Interdisciplinary Workshop on Cancer & Hybrid Dynamic Systems
Friday, October 30, 2009
An Overview of SEER Data Analysis
Dr. Sara Sambandham
The Marshall Differential Analyzer: A Physical Interpretation of Mathematics
Dr. Bonita A. Lawrence
Richard Merritt and Devon Tivener
Mechanical integration is an idea dating back to the late 1800's discovered by James Thomson, brother of Lord Kelvin. This idea was then expanded to build a calculating machine, called a differential analyzer, by Vannevar Bush (M.I.T.) in 1929. The Marshall University Differential Analyzer Team has followed in the footsteps of Dr. Bush and a gentleman named Dr. Arthur Porter, who was the first to build a differential analyzer in England when he was a student of Dr. Douglas Hartree. He built his machine of Meccano components, the British version of Erector Set. In the early days of Arthur Porter’s research, the machine was used to solve ordinary differential analyzers of the time. Dr. Porter’s research proved that the Meccano differential analyzer was well suited for many dynamical systems applications.
The Marshall University Differential Analyzer Team has recently constructed the only two publicly accessible differential analyzers in the USF, a mini two integrator machine and a larger four integrator machine built in the spirit of the Porter Meccano Manchester Differential Analyzer. They are continuing in the spirit of Dr. Porter’s work. However, their comparisons will concern digitally computed solutions using numerical methods for approximations.
In this presentation the Team will give an overview of the Marshall Differential Analyzer Project, the mechanics of the machine and the mathematics that can be described by the mechanics. The mini two integrator differential analyzer (known as Lizzie) will accompany the Team for a live demonstration.
Stability and Applications of Hybrid Fractional
Dr. Sara Sambandham
USF Graduate Students
Statistical Analysis and Modeling of Lung Cancer Mortality Time
Statistical Analysis of Event Related Potentials
Event related potentials (ERPs) obtained in an experiment where subjects were presented with word lists containing words observed with different frequencies and having variable emotional valence, either positive or negative. The objectives of the ongoing analysis include evaluation of existing data reduction methods and identification of key temporal and spatial dynamics that come into play across different classes of stimuli. Moreover, a decision rule for the subsequent recall of a word in single trial analysis is going to be discussed.
Nonlinear stochastic model with time varying coefficients
We first introduce the nonlinear stochastic models with time varying coefficients. Then the algorithm to estimate parameters is outlined. Finally, we apply this model for three data sets, and compare results with other models.
Power law process in cancer analysis
The object of the present study is to propose the power law process also known as non homogenous poison process which is identical to the weibull process in analyzing and modeling different types of cancer, especially breast cancer. The key objective is to study the change of the tumor growth as a function of age. The intensity function within the power law process will give us the rate of change of the tumor growth as a function of time. In addition the key parameter within the intensity function can give us the preliminary indication of the behavior of the tumor subject to a given treatment.

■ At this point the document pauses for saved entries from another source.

PR #63, opened 2020-03-30
Start Docker after it's installed

dagguh:


mzyromski-atlassian:
Looks like the newly introduced `DockerIT` test takes a while and moves the entire test suite execution time over 20 minutes which is a timeout defined on CI.

dagguh:
Left to do:
- [ ] rebase onto master to get CircleCI
- [ ] fix https://ecosystem.atlassian.net/browse/JPERF-619 by consuming https://github.com/atlassian/jvm-tasks/pull/2 and https://github.com/atlassian/jvm-tasks/pull/3 - new 🔴 commit
- [ ]  fix https://ecosystem.atlassian.net/browse/JPERF-425 by parametrizing `Docker` with it's apt-get version- new commit - new 💚 commit
- [ ] let consumers use the fix: expose `DockerImage` as API and parametrize it with `Docker`, which should also become API - new 💚 commit
- [ ] cascade the parametrization to `DockerImage` consumers : `MySqlDatabase`, `AtlassianSplunkForwarder`, `UniversalSplunkForwarder` - new 💚 commit

Explicit parametrization requires the cascade and the consumers to match `Docker.version` with their Ubuntu image. It gives a lot of control at the cost of inconvenience.
If we want to maximize convenience at the expense of control, we can avoid exposing any new APIs if we're able to select a proper `"docker-ce=$version"` in `Docker` impl.

dagguh:
[`DockerIT` was introduced](https://github.com/atlassian/infrastructure/commit/24b0c5882c73b49d8cb174d8d42cfa86bde20bd8#diff-6bf16fa7261e87b8204856025b39cfb6a9b81adb7a7497321281bb2fd2940b2f) in the meantime and CI is green

PR #64, opened 2020-05-11
JPERF-625 fix Docker compatibility with Bionic+ and upgrade Docker to 19.03

pbruski:


dagguh:
Welp, it's been a bit rushed IMHO. No discussion about compatibility and SemVer

src/main/kotlin/com/atlassian/performance/tools/infrastructure/Docker.kt
```diff
@@ -24,15 +24,16 @@ internal class Docker {
             ),
             timeout = Duration.ofMinutes(2)
         )
+        ubuntu.addKey(ssh, "7EA0A9C3F273FCD8")
+
         val release = ssh.execute("lsb_release -cs").output
-        val repository = "deb [arch=amd64] https://download.docker.com/linux/ubuntu $release stable"
-        ssh.execute("sudo add-apt-repository \"$repository\"")
-        ssh.execute("curl -fsSL https://download.docker.com/linux/ubuntu/gpg | sudo apt-key add -")
-        val version = "17.09.0~ce-0~ubuntu"
```
dagguh, line 31: So it will stop working with Ubuntu 17. Consumers will have to switch to Ubuntu 19, including `aws-infrastructure`, `virtual-users` CI, and an unknown number of other use cases - maybe HWRs?
We convert this this de-facto dependence into a behavioral contract and then mark this as breaking.

dagguh: Or we could try to work with a range of Ubuntu versions.

pbruski: It's not an Ubuntu version, it's a Docker version. These changes have been tested with Xenial. That Docker version is available on Xenial.

dagguh: Nice! It improves the situation a lot. Then it it indeed a transparent change - `Fixed`/patch.

pbruski:
> Welp, it's been a bit rushed IMHO. No discussion about compatibility and SemVer

It will only break if Docker change breaks. So this is a choice between a forced semver change (because beyond Disco, the only supported version is 19) or a semver change if we get a bug report (which will likely never happen, we use pretty rudimentary options of Docker).

src/main/kotlin/com/atlassian/performance/tools/infrastructure/Docker.kt
mzyromski-atlassian: See #65

mzyromski-atlassian:
Released in `4.15.1`.

PR #70, opened 2020-06-02
Mark 4.16.0 release

mzyromski-atlassian:

PR #71, opened 2020-06-02
Fix codename detection

pbruski:


src/main/kotlin/com/atlassian/performance/tools/infrastructure/Docker.kt
```diff
@@ -19,14 +19,13 @@ internal class Docker {
             packages = listOf(
                 "apt-transport-https",
                 "ca-certificates",
-                "curl",
-                "software-properties-common"
```
pbruski, line 23: this is 150MBs to get one line for a text file...

src/test/kotlin/com/atlassian/performance/tools/infrastructure/DockerIT.kt
```diff
@@ -0,0 +1,22 @@
...
+import org.junit.Test
+import java.time.Duration
+
+
+class DockerIT {
+    @Test
+    fun installWorks() {
+        SshUbuntuContainer().start().use { ssh ->
+            ssh.toSsh().newConnection().use { connection ->
+                //workaround for a bug in Docker download site for bionic
```
pbruski, line 13: This sucks. I think we should have a helper class that sets up this container from a pristine ubuntu container. I'll spike it.

mzyromski-atlassian:
@pbruski, could you please add a CHANGELOG entry?

CHANGELOG.md
```diff
@@ -32,6 +32,7 @@ Dropping a requirement of a major version of a dependency is a new contract.
 
 ### Fixed
 - Eliminate spurious apt warnings. Fix [JPERF-642](https://ecosystem.atlassian.net/browse/JPERF-642).
+- Corrected Ubuntu codename detection
```
wyrzyk, line 35: Can you also take care of the commit message?

mzyromski-atlassian: Also, sorry for that, but in the meantime #70 was merged and this entry should go into Unreleased section. Could you please rebase?

mzyromski-atlassian:
Released in `4.16.1`.

src/main/kotlin/com/atlassian/performance/tools/infrastructure/Docker.kt
dagguh: Wow! Great catch

src/main/kotlin/com/atlassian/performance/tools/infrastructure/api/os/Ubuntu.kt
```diff
@@ -100,4 +100,8 @@ class Ubuntu {
         ssh.execute("echo '$repository' | sudo tee /etc/apt/sources.list.d/${sourceFileName}.list")
         updatePackageIndex(ssh)
     }
+
+    fun getDistributionCodename(ssh: SshConnection): String {
```
dagguh, line 104: New API FYI @mzyromski-atlassian

dagguh:
> Released in `4.16.1`.

Should be `4.17.0`, new API was added.

mzyromski-atlassian:
> Should be `4.17.0`, new API was added.

True, missed that. :( Would you advise releasing `4.17.0` now?

dagguh:
Yes, it will allow the new API consumers to depend on 4.17.0+ and still being able to downgrade patch versions in peace.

Bayesian Reliability Analysis of the Extreme Value Distribution Subject to Several Priors and the Higgins-Tsokos Loss Function
Bayesian analysis of the reliability function for the three parameter Weibull distribution is developed with respect to the usual life testing procedure, with the scale parameter being treated as a random variable. The Bayesian estimates of the reliability functions are compared with respect to those obtained using the Higgins-Tsokos loss function, considering the general uniform, exponential, inverted gamma and Jeffrey’s as prior densities. Bayesian estimates are obtained by numerical integration techniques. In all cases, a Monte Carlo simulation is carried out to make the comparisons. The Higgins-Tsokos loss function used in conjunction with the Jeffrey’s' prior provided the best performance Bayesian estimate of the reliability function, giving a good approximation to the true reliability function. In addition, the Higgins-Tsokos loss function was found to be as robust as the square error loss function, and slightly more efficient.